→ **Entries supplied**
Issue #2923, opened 2020-06-22
Internationalization (I18N) support for Kiali UI


gpscode:

jshaughn:
@gpscode I'm not aware of any plan for I18N in Kiali, sorry.   If there were anyone interested in contributing we'd be open to it, but it would be a large effort.

lucasponce:
There is no plan to support I18N.
Probably this should be triggered by some downstream/product requeriment first.

dannyxu2015:
yeah, we need it to support Chinese, and my colleagues have interest to do the work, how can we start?

jshaughn:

→ **Directions for this task**
Give again only the lines starting at the one that contains "There is no plan to support I18N." and running to the end of the data.

→ **Written response**
There is no plan to support I18N.
Probably this should be triggered by some downstream/product requeriment first.

dannyxu2015:
yeah, we need it to support Chinese, and my colleagues have interest to do the work, how can we start?

jshaughn:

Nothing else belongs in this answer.